With humility, liberality, conviction and hope.
“Even the early Anabaptists didn’t think they had cornered the market on renewal and reformation in the church,” he said, so in humility we need to recognize that we, too, might be in need of renewal and reform. So we should not shy away from uncomfortable questions. “[W]e must humbly admit that we have much to learn as a community,” he said.
We should liberally share our distinctiveness. “If it’s worth anything to us, it is worth the same to the rest of the Christian church and . . . the world,” he said. In other words, we should not be jealous if others use the gifts of our tradition in their own ways.

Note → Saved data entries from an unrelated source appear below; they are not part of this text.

PR #1563, opened 2023-11-09
Always print error if part and programmer doesn't have a common programming interface

MCUdude:
See #1561 for details. OP used `-F` and didn't get a warning that the part and programmer doesn't share a common programming interface.

### DIFF
--- a/src/main.c
+++ b/src/main.c
@@ -1111,10 +1111,11 @@ int main(int argc, char * argv [])
   }
 
   if(partdesc && (p = locate_part(part_list, partdesc)) && !(p->prog_modes & pgm->prog_modes)) {
-    pmsg_error("programmer %s cannot program part %s as they\n", pgmid, p->desc);
-    imsg_error("lack a common programming mode; use -F to override this check\n");
-    if(!ovsigck)
+    pmsg_error("-c %s cannot program %s for lack of a common programming mode\n", pgmid, p->desc);
+    if(!ovsigck) {
+      imsg_error("use -F to override this check\n");
       exit(1);
+    }
   }
 
   if (pgm->initpgm) {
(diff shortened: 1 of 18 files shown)


src/main.c
```diff
@@ -1110,10 +1110,11 @@ int main(int argc, char * argv [])
     exit(1);
   }
 
-  if(!ovsigck && partdesc && (p = locate_part(part_list, partdesc)) && !(p->prog_modes & pgm->prog_modes)) {
+  if(partdesc && (p = locate_part(part_list, partdesc)) && !(p->prog_modes & pgm->prog_modes)) {
```
stefanrueger, line 1113: Should we print use -F to override this check when -F was specified?

stefanrueger:
I'd suggest something like 
``` diff
diff --git a/src/main.c b/src/main.c
index 2d0b3fa6..19b41413 100644
--- a/src/main.c
+++ b/src/main.c
@@ -1110,10 +1110,12 @@ int main(int argc, char * argv [])
     exit(1);
   }
 
-  if(!ovsigck && partdesc && (p = locate_part(part_list, partdesc)) && !(p->prog_modes & pgm->prog_modes)) {
-    pmsg_error("programmer %s cannot program part %s as they\n", pgmid, p->desc);
-    imsg_error("lack a common programming mode; use -F to override this check\n");
-    exit(1);
+  if(partdesc && (p = locate_part(part_list, partdesc)) && !(p->prog_modes & pgm->prog_modes)) {
+    pmsg_error("-c %s cannot program %s for lack of a common programming mode\n", pgmid, p->desc);
+    if(!ovsigck) {
+      imsg_error("use -F to override this check\n");
+      exit(1);
+    }
   }
 
   if (pgm->initpgm) {
```

PR #2051, opened 2025-08-29
CMakeLists.txt: allow disabling Python support

tpetazzoni:
In some cases, even if Swig is found and Python3 is found, it may not be desirable to build Python support in avrdude, so this commit adds an ENABLE_PYTHON_SUPPORT option to be able to explicitly disable using Python support (unfortunately CMake doesn't allow passing arguments that would prevent it from finding Swig/Python 3 if available).

To preserve existing behavior, this option defaults to enabled (ON).

PR #2054, opened 2025-09-15
Remove cmake from macOS build prerequisites installation

mcuee:


mcuee:
Refer to comments here.
* https://github.com/avrdudes/avrdude/pull/2051#issuecomment-3290230817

Further, we need to live with conviction. Anabaptism is not merely a group of ideas, it is a lived tradition. “[I]f that tradition is to be the salt and light for the world, it has to have something to offer,” he said.
Our world needs hope. While fear of crime, Muslims, immigrants and of the unknown is alive and well, we need to express the hope that love overcomes fear, even if it means giving up one’s life. “To love the other, we do not worry about self-preservation but hope for the future and work in that direction.”
Martens sees hope as new forms of Anabaptism are beginning to breathe new life into Christianity in unexpected places. “[W]e ought to listen to and encourage this new life,” Martens said, “humbly recognizing that we do not have all the answers, sharing liberally what we have carefully nurtured and cultivated, with the hope and expectation that even in these days God will pour out God’s Spirit on all peoples.”
To play even a small part in that is probably enough, he concluded.
Henry Neufeld attends Point Grey Inter-Mennonite Fellowship in Vancouver.